A new study conducted by researchers from Switzerland has suggested that nanoparticles can eliminate bacteria resistant to antibiotics.

Scientists from the Swiss Federal Laboratories for Materials Science and Technology (EMPA) and the Swiss Federal Institute of Technology in Zurich (ETH) are currently developing nanoparticles which would detect and kill multi-resistant pathogens that hide inside our body cells.

According to scientists, due to the increased resistance to antibiotics, bacteria can cause life-threatening infections in humans.

Among bacteria there are some particularly tricky pathogens that penetrate into cells and are invisible to the human system and thus antibiotics cannot tackle them. This is how they survive even when the body’s defense is alerted.

These particular pathogens among many others include multi-resistant staphylococci (MRSA) which can cause severe illnesses such as sepsis or pneumonia.

Staphylococcus is a bacterial genus consisting of bacteria which appear spherical (cocci), and form in grape-like clusters under the microscope. They are facultative anaerobic organisms capable of growth both aerobically and anaerobically.

Staphylococci can retreat into cells of the skin, connective tissue, bones and even the immune system. The mechanism of this persistence is not yet fully understood.

Bacteria belonging to this genus are mostly harmless germs that can be found on skin and mucous membranes. However, under optimal conditions the bacteria attack the body and can cause severe inflammation or even lead to a toxic shock and sepsis.

The increasing number of staphylococcal infections that no longer respond to treatment with antibiotics is particularly uncertain.

Multi-resistant germs (MRSA) are particularly present in hospitals and as nosocomial pathogens can cause almost non-treatable wound infections or colonise catheters and other medical equipment.

In total around 75,000 hospital infections occur in Switzerland every year out of which 12,000 are fatal.

In order to track down the germs in their hideouts and eliminate them, a team of researchers from EMPA and ETH Zurich has been developing nanoparticles that use a completely different method of action in comparison to conventional antibiotics.

Unlike antibiotics which due to their size have difficulties penetrating human cells, nanoparticles on the other hand can easily penetrate the affected cells’ membranes because of their small dimensions and structure.

According to the scientists, once they reach these places they can successfully fight bacteria.

The team led by scientists Inge Herrmann and Tino Matter used cerium oxide which is a material with antibacterial and anti-inflammatory properties in its nanoparticle form.

Furthermore, the nanoparticles were combined with a bioactive ceramic material known as bioglass which is of high interest in the medical field because of its versatile regenerative properties.

It has a wide range of uses, one of which is for bone and soft tissue reconstruction.

Finally, the researchers synthesized flame-made nanoparticle hybrids made of cerium oxide and bioglass. These particles were previously successfully used as wound adhesives and expressed several important properties such as bleeding prevention, healing acceleration and wound dampening.

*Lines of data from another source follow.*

PR #7471, opened 2019-04-08
su: add find_date param during log posting

### LINKED ISSUE #7444: SU Logging ignores date
SuApi.postLog(Geocache, LogType, Calendar, String) does not use the given date of log creation. It should either be added to the http request or the parameter should be deleted. Since I don't know the API well enough, I cannot decide.

okainov:
Fixes #7444


Lineflyer:
@okainov This PR came in parallel (more or less) of merging master to release...as it extends the function of the new geocaching.su connector I suggest you target this to `release` branch so we can include it into the next release.

okainov:
@Lineflyer done

PR #7486, opened 2019-04-10
add create table cg_trail_history to onCreate (fix #7482)

### LINKED ISSUE #7482: c:geo crashes with "no such table: cg_trail_history" after fresh install
- fresh install of current (April 10) master brach on a new device
- run c:geo and open Map

- c:geo crashes with log message "no such table: cg_trail_history"

- show map

##### Version of c:geo used:
- today's (April 10) master

Yes

##### System information:
- tested under API 21 (Android 5.0) with Google API enabled

- table "cg_trail_history" got introduced by fix for #2958
- why is the database update routine not called before opening the map / what has to be done that it gets called before?

moving-bits:


main/src/cgeo/geocaching/storage/DataStore.java
```diff
@@ -560,7 +560,7 @@ public void onCreate(final SQLiteDatabase db) {
             db.execSQL(dbCreateLogsOffline);
             db.execSQL(dbCreateTrackables);
             db.execSQL(dbCreateSearchDestinationHistory);
-
+            db.execSQL(dbCreateTrailHistory);
```
rsudev: Only a minor thing, but I would keep the blank line between the table creation statements and the index call.

Lineflyer:
retest this please

Bananeweizen:
This is an issue for further PRs: Please use the "fix #1234" notation already in the commit message, not only in the title of the pull request. Example from samuel: https://github.com/cgeo/cgeo/pull/7455/commits
If you do that, github automatically links back to the original issue (while it is hard to navigate to the issues of your PRs), and autoclosing may also not work for your PRs: https://help.github.com/en/articles/closing-issues-using-keywords

Lineflyer:
Just for completeness:
Autoclose also works if the "fix #1234" is contained in the PR name, however I agree with the better hyperlinking if it is referenced (also) in the commit message, so we should use it like that.

main/src/cgeo/geocaching/storage/DataStore.java
moving-bits: done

Additionally, the novel particles showed a significantly higher effectiveness against bacteria while the treatment seemed to be tolerated by human cells.

The researchers were able to show interactions between the hybrid nanoparticles, human cells and germs using electron microscopy and several other methods.

The experiment showed that bacteria inside infected cells which were treated with these nanoparticles began to dissolve.

In situations when the hybrid particle uptake was intentionally blocked, the antibacterial was lacking.

Even though the particles’ exact mode of action has not been fully understood yet, there are several other metals that expressed antimicrobial effects.

However, in terms of toxicity, cerium has proven to be less toxic than silver.

The team of scientists assume that the nanoparticles affect the cell membrane of the bacteria creating reactive oxygen species that lead to the destruction of the germs. Since the membrane of human cells is structurally different, our cells are not affected by this process.

EMPA researcher Tino Matter who thinks that resistance is less likely to develop against a mechanism of this kind said: “What’s more, the cerium particles regenerate over time, so that the oxidative effect of the nanoparticles on bacteria can start all over again.”

He believes that the cerium particles could have a long-lasting effect.

The researchers are aiming to thoroughly analyse the interactions of the particles in the infection process to optimise the structure and composition of nanoparticles.

Their goal is to develop a simple, robust antibacterial agent which is effective inside infected cells.

The study was published in the newest issue of the journal Nanoscale in the “Emerging Investigator Collection 2021” under the title “Inorganic nanohybrids combat antibiotic-resistant bacteria hiding within human macrophages.”

The EMPA and ETH Zurich researchers successfully patented the new technology.